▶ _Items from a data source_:
Start of Block
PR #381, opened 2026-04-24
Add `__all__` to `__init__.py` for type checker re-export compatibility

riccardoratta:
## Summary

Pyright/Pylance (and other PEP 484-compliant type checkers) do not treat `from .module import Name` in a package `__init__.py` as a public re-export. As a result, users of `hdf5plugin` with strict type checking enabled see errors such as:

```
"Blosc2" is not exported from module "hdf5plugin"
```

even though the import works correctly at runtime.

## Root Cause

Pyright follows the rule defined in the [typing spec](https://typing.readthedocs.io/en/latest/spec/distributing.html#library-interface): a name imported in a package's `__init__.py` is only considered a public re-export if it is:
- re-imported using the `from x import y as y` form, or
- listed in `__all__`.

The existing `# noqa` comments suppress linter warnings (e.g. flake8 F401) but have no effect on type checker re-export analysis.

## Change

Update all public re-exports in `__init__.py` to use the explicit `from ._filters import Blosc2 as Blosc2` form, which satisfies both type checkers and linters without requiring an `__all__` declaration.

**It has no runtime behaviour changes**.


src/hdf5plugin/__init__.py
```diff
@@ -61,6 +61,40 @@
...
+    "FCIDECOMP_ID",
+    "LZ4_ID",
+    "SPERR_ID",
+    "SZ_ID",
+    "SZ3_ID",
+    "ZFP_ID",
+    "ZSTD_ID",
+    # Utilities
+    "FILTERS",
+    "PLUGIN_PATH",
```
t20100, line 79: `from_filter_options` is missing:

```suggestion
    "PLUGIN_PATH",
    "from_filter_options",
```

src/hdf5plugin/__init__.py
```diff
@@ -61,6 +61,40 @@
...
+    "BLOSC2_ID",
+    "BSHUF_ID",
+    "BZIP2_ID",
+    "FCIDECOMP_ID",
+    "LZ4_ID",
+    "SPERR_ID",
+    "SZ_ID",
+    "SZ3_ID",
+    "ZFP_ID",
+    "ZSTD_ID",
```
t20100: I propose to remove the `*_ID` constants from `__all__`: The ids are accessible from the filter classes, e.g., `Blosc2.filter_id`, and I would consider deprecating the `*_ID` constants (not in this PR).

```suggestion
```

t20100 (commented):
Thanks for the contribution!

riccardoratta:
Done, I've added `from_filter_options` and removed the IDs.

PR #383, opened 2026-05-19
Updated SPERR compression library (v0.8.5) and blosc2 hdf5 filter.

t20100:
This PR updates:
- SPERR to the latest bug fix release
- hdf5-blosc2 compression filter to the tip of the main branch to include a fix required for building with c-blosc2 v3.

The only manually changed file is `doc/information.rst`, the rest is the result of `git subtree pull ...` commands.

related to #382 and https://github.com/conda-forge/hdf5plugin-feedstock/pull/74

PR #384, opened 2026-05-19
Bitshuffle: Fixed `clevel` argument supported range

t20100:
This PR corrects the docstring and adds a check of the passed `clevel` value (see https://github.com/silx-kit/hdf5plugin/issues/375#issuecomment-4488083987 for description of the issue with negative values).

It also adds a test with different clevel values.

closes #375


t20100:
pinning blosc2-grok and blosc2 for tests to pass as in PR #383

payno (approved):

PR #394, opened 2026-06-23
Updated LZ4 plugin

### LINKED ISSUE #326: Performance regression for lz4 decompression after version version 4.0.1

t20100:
End of Block
▶ _WHAT THE TASK REQUIRES_: In the entries above, locate every line with the word "clevel" and copy it.

▶ _ANSWER SECTION_:
Bitshuffle: Fixed `clevel` argument supported range
This PR corrects the docstring and adds a check of the passed `clevel` value (see https://github.com/silx-kit/hdf5plugin/issues/375#issuecomment-4488083987 for description of the issue with negative values).
It also adds a test with different clevel values.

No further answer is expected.